Published: 29.12.2023

I've been a heavy NumPy user for a long time and just recently learned that I have been wasting memory all along. Granted, the problems I've worked on have not required excessive amounts of memory, but still. Things are however different at Equinor where we regularly deal with hundreds of realizations of Gaussian Random Fields with millions of parameters.

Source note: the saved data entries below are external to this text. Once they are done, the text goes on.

PR #361, opened 2023-01-23
SPR1-2674: Move unit tests from nose to pytest

ludwigschwardt:
Nose hasn’t been updated in 7 years and finally does not run on Python 3.10 anymore. This makes it irritating to test katdal, which now needs a Python 3.9 environment just for testing.

Convert all the tests to pytest. Try the nose2pytest script to help with this.

In the process, make the duration checks optional on Jenkins (where it frequently fails with large discrepancies).

Also resolve a bunch (269 928!) of NumPy deprecation warnings.

### DIFF
--- a/katdal/test/conftest.py
+++ b/katdal/test/conftest.py
@@ -29,10 +29,8 @@ def pytest_runtest_makereport(item, call):
         and report.passed
         and not minimum <= report.duration <= maximum
     ):
-        time_range = [minimum, maximum]
         # Mark test as failed and report the timing discrepancy
         report.outcome = 'failed'
-        report.longrepr = f"""
-        Test took {report.duration:g} seconds, which is outside the range {time_range}
-        """
+        report.longrepr = (f"\nTest took {report.duration:g} seconds, "
+                           f"which is outside the range [{minimum:g}, {maximum:g}]\n")
     return report
--- a/katdal/test/conftest.py
+++ b/katdal/test/conftest.py
@@ -1,18 +1,38 @@
 import pytest
 
-check_durations = False
+TEST_DURATION_TOLERANCE = 0.1
 
 
 def pytest_addoption(parser):
     parser.addoption(
         "--check-durations",
         action="store_true",
-        help="Verify how long some tests run (the ones with @duration decorator)",
+        help="Verify how long some tests run (the ones with an `expected_duration` mark)",
     )
 
 
-def pytest_configure(config):
-    # Save option at module level to be imported into standard function decorator,
-    # which seems much simpler than the fixture route.
-    global check_durations
-    check_durations = config.getoption("--check-durations", default=False)
+@pytest.hookimpl(hookwrapper=True)
+def pytest_runtest_makereport(item, call):
+    """Optionally override pytest report creation to verify test duration."""
+    report = (yield).get_result()
+    # Only continue if the user requests this and the test has an expected_duration mark
+    check_durations = item.config.getoption("--check-durations", default=False)
+    mark = item.get_closest_marker("expected_duration")
+    if not check_durations or mark is None:
+        return report
+    # The test will take at least as long as the expected duration and probably a bit longer
+    minimum = mark.args[0]
+    maximum = minimum + TEST_DURATION_TOLERANCE
+    # Only verify duration if the test itself passes (and we are in the 'call' phase of test)
+    if (
+        report.when == 'call'
+        and report.passed
+        and not minimum <= report.duration <= maximum
+    ):
+        time_range = [minimum, maximum]
+        # Mark test as failed and report the timing discrepancy
+        report.outcome = 'failed'
+        report.longrepr = f"""
+        Test took {report.duration:g} seconds, which is outside the range {time_range}
+        """
+    return report
--- a/katdal/test/conftest.py
+++ b/katdal/test/conftest.py
@@ -1,0 +1,18 @@
+import pytest
+
+check_durations = False
+
+
+def pytest_addoption(parser):
+    parser.addoption(
+        "--check-durations",
+        action="store_true",
+        help="Verify how long some tests run (the ones with @duration decorator)",
+    )
+
+
+def pytest_configure(config):
+    # Save option at module level to be imported into standard function decorator,
+    # which seems much simpler than the fixture route.
+    global check_durations
+    check_durations = config.getoption("--check-durations", default=False)
--- a/katdal/test/test_chunkstore.py
+++ b/katdal/test/test_chunkstore.py
@@ -103,7 +103,8 @@ def test_prune_chunks():
     assert new_chunks == ((10, 10, 10), (2, 2), (40,))
     assert new_index == np.s_[3:24, 0:4, 10:40]
     assert new_offset == (10, 0, 0)
-    pytest.raises(IndexError, _prune_chunks, chunks, np.s_[13:34:2, ::-1, :])
+    with pytest.raises(IndexError):
+        _prune_chunks(chunks, np.s_[13:34:2, ::-1, :])
 
 
 class TestChunkStore:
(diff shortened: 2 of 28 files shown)


richarms (approved):
Looks good Ludwig.

katdal/test/test_chunkstore_s3.py
```diff
@@ -175,34 +175,75 @@ def test_jwt_broken_token(self):
...
+    The check only happens if the module-level variable `check_durations` is True.
+    """
+    if maximum is None:
+        maximum = minimum + TEST_DURATION_TOLERANCE
+
+    def decorate(func):
+        def newfunc(*arg, **kw):
+            start = time.time()
+            result = func(*arg, **kw)
+            duration = time.time() - start
```
bmerry, line 240: `time.monotonic` is the recommended way to measure short elapsed time.

katdal/test/test_chunkstore_s3.py
```diff
@@ -175,34 +175,75 @@ def test_jwt_broken_token(self):
...
+            if check_durations and not minimum <= duration <= maximum:
+                raise UnexpectedDuration(f"Test took {duration:g} seconds, which is "
+                                         f"outside the range [{minimum:g}, {maximum:g}]")
+            return result
+        return newfunc
+    return decorate
```
bmerry, line 246: This is probably fine (modulo Richard's comment about functools.wraps), but if you wanted a pytest-onic way to do this it would be to use a `pytest.mark` to specify the range for each test, and one of the pytest hook functions to examine the mark and override how the test is run. As far as I recall the hook functions have access to the config object, so can examine the configuration without needing a nasty global variable.

katdal/test/test_chunkstore.py
```diff
@@ -316,7 +332,7 @@ def test_get_dask_array_index(self):
             np.s_[5:5, 31:31]
         ]   # TODO: use pytest.mark.parametrize when converted to pytest
```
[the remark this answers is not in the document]
ludwigschwardt: Implemented, thanks for the reminder!

katdal/test/test_chunkstore_s3.py
ludwigschwardt: Thanks for chipping in, Bruce, much appreciated! Ah, the old leap seconds :-)

katdal/test/test_chunkstore_s3.py
ludwigschwardt: So would this work with a method too (looks like it)? That was why I ended up with old-school decorators instead of fixtures.

bmerry: I would imagine so - marks can also be set on a class to affect all the methods in the class. I've not actually looked into the hooks that affect running a test, so I'm a little hazy on what the implementation would actually look like.

There is a package called pytest-timeout that might be interesting to look at as an example. It applies just an upper limit, although has a lot more complexity so that it can kill the test if it exceeds the limit.

ludwigschwardt: Thanks Bruce, you've now got me hooked on hooks 😛  and I have a nifty solution in the wings.

I did look at pytest-timeout but it's a different usecase. It basically wants to terminate tests that take too long, with all its concurrency challenges. I want to know that the test takes "exactly" as long as expected, to test my assumptions of the retry mechanisms.

katdal/test/test_chunkstore_s3.py
```diff
@@ -175,34 +175,75 @@ def test_jwt_broken_token(self):
...
         claims = decode_jwt(encode_jwt(payload))
-        assert_equal(payload, claims)
+        assert payload == claims
+
+
+class UnexpectedDuration(AssertionError):
+    """Test took either too short or too long to complete."""
+
+
+def duration(minimum, maximum=None):
```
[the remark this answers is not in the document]
ludwigschwardt: (now obsolete)

katdal/test/test_chunkstore_s3.py
ludwigschwardt: (now obsolete)

katdal/test/conftest.py
```diff
@@ -0,0 +1,38 @@
...
+        report.when == 'call'
+        and report.passed
+        and not minimum <= report.duration <= maximum
+    ):
+        time_range = [minimum, maximum]
+        # Mark test as failed and report the timing discrepancy
+        report.outcome = 'failed'
+        report.longrepr = f"""
+        Test took {report.duration:g} seconds, which is outside the range {time_range}
+        """
```
bmerry, line 37: Does pytest do sensible things with the whitespace in the triple-quoted string?

katdal/test/conftest.py
```diff
@@ -0,0 +1,38 @@
...
+
+TEST_DURATION_TOLERANCE = 0.1
+
+
+def pytest_addoption(parser):
+    parser.addoption(
+        "--check-durations",
+        action="store_true",
+        help="Verify how long some tests run (the ones with an `expected_duration` mark)",
+    )
```
bmerry, line 11: At the risk of disappearing down the rabbit-hole of improvements, is it worth making TEST_DURATION_TOLERANCE settable from the command line too?

katdal/test/conftest.py
```diff
@@ -0,0 +1,38 @@
...
+    """Optionally override pytest report creation to verify test duration."""
+    report = (yield).get_result()
+    # Only continue if the user requests this and the test has an expected_duration mark
+    check_durations = item.config.getoption("--check-durations", default=False)
+    mark = item.get_closest_marker("expected_duration")
+    if not check_durations or mark is None:
+        return report
+    # The test will take at least as long as the expected duration and probably a bit longer
+    minimum = mark.args[0]
+    maximum = minimum + TEST_DURATION_TOLERANCE
```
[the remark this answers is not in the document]
ludwigschwardt: Yes. I originally found that some tests took much longer in Jenkins, so I added arbitrary maximums to make it pass. 

I also had the interesting case of `test_store_unavailable_unresponsive_server`, which has different behaviour on Linux and macOS. I worked around this in the past by picking a custom maximum.

Now I've ditched duration checking on Jenkins and dealt with the platform issues up front, so I can go back to a single expected duration, plus a fixed tolerance that works on my laptop.

katdal/test/conftest.py
ludwigschwardt: It looks like this:
```
_______________________________________ TestS3ChunkStoreToken.test_handle_read_paused_within_npy_array ________________________________________

        Test took 0.122755 seconds, which is outside the range [0.1, 0.11]
        
------------------------------------------------------------ Captured stdout setup ------------------------------------------------------------
```
So I guess it leaves it as is. I don't mind though.

Or do you think it's more standard to move the string to the start of the line?

katdal/test/conftest.py
ludwigschwardt: :joy:

The typically overshoot on my laptop is 0.02 to 0.45 seconds. I even started with 0.05, then 0.06 and finally settled on 0.1. It runs 10x without failing, which makes it OK, I guess :-)

My idea with this is that I'd run `--check-durations` every now and then on my laptop, and just keep running it until all tests pass, instead of relaxing the tolerance.

katdal/test/conftest.py
bmerry: That's certainly not awful. What if you just made it a one-liner string with single quotes? Does it look okay without the embedded newlines?

ludwigschwardt: I remember it looked like this originally:
```
_______________________________________ TestS3ChunkStoreToken.test_handle_read_paused_within_npy_header _______________________________________
Test took 0.121048 seconds, which is outside the range [0.1, 0.11]
------------------------------------------------------------ Captured stdout setup ------------------------------------------------------------
```
Compared to the usual pytest blowout of a trace for a single error, this seemed too compact and easy to miss to me :-)

Plus I was trying to keep the line length down...

ludwigschwardt: OK, tweaked it (and lost two more lines of code :-))

bmerry: I'm happy with that.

Here, I'll show you a few tricks on how to save memory. To gain a deeper understanding on how NumPy works and learn more tricks, read The NumPy array: a structure for efficient numerical computation.

But before we look at some NumPy code I'll briefly introduce pytest-memray which measures the memory usage of tests.

## Using pytest-memray for Memory Measurement

With pytest-memray installed, tests can be decorated using **@pytest.mark.limit_memory**.
This decorator takes expected memory usage as parameter and causes tests to fail if they exceed the specified threshold.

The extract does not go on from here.